═════ Data for review ═════

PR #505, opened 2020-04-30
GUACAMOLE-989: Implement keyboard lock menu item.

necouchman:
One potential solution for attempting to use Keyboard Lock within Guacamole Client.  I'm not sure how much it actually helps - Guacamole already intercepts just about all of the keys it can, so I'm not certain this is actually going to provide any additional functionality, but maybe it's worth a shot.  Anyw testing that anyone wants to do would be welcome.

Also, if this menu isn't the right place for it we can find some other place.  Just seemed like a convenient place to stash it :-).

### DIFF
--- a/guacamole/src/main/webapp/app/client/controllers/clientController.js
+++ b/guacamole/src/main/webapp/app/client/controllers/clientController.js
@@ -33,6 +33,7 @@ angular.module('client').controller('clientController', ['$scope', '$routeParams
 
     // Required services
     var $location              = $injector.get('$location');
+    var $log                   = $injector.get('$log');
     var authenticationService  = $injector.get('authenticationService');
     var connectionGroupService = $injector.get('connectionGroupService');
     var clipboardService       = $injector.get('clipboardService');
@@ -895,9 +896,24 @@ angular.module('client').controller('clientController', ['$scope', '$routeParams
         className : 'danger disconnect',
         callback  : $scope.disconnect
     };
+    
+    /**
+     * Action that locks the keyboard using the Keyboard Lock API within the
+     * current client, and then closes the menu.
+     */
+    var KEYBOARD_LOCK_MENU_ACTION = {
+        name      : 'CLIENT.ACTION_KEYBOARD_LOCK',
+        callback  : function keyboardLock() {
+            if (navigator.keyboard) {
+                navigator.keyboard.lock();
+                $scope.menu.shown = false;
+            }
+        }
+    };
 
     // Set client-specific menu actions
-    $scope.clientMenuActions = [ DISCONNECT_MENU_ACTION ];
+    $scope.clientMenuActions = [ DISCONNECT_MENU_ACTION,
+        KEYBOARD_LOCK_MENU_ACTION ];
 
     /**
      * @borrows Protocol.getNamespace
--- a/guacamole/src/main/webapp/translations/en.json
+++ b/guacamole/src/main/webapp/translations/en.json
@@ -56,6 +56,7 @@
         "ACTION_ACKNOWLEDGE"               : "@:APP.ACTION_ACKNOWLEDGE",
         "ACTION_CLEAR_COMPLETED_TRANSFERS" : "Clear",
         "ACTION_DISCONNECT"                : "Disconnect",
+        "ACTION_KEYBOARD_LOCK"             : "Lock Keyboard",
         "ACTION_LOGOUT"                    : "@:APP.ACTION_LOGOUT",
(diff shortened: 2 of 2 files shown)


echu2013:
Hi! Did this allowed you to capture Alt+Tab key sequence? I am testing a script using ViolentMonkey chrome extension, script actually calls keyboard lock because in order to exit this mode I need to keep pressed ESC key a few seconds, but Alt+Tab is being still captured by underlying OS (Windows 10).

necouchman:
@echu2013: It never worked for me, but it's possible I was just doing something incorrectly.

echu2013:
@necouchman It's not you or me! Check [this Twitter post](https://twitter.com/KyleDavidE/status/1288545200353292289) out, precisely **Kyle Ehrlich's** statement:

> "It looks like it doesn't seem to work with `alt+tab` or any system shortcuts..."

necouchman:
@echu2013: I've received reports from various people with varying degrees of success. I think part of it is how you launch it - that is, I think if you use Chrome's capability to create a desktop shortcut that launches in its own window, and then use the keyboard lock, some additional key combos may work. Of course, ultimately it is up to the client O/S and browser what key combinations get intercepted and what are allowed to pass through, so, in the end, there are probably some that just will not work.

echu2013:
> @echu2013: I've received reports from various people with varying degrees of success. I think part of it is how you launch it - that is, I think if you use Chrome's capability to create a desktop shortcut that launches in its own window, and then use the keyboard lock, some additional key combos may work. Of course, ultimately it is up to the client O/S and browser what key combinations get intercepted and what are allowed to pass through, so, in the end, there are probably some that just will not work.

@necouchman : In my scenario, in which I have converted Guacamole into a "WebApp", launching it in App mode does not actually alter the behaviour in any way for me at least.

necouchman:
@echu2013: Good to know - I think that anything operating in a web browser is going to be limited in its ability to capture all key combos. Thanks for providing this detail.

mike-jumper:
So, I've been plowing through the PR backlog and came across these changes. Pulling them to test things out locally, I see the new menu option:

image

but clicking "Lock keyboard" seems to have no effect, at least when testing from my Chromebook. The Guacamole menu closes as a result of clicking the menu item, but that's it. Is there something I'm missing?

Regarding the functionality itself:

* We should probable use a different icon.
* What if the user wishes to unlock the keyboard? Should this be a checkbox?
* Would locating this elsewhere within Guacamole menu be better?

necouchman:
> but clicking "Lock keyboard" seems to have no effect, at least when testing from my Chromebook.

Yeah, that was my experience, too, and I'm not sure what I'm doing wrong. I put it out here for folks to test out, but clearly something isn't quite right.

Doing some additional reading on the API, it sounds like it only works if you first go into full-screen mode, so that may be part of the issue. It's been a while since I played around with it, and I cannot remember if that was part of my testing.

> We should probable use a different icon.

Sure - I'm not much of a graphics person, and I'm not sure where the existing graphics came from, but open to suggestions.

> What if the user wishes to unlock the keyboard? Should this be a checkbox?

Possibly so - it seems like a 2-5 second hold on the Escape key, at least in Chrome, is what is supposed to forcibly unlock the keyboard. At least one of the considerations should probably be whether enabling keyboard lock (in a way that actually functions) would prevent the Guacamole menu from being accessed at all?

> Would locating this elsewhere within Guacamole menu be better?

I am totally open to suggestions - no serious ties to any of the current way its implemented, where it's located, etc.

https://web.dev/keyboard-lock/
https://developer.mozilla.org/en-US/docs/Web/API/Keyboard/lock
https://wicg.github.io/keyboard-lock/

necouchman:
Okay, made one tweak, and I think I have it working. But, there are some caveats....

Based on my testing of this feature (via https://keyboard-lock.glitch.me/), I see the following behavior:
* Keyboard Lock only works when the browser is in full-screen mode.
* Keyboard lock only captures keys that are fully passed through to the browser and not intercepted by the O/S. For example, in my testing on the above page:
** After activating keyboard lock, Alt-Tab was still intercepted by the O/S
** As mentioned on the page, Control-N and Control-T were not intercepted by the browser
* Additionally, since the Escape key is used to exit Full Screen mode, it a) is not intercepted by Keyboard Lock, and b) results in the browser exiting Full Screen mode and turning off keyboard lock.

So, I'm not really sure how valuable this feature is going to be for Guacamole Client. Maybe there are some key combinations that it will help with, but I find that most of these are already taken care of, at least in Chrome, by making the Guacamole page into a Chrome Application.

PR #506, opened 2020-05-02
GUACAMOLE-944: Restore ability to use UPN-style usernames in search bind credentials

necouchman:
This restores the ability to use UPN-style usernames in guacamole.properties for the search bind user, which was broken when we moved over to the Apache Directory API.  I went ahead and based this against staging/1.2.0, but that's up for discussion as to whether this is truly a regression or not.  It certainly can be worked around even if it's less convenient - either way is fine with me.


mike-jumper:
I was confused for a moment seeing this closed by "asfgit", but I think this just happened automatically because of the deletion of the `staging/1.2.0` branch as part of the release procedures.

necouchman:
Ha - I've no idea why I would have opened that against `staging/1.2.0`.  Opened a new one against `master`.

═════

Task prompt:
Report each line in the entries where the string "elsewhere" occurs.

Task result:
* Would locating this elsewhere within Guacamole menu be better?
> Would locating this elsewhere within Guacamole menu be better?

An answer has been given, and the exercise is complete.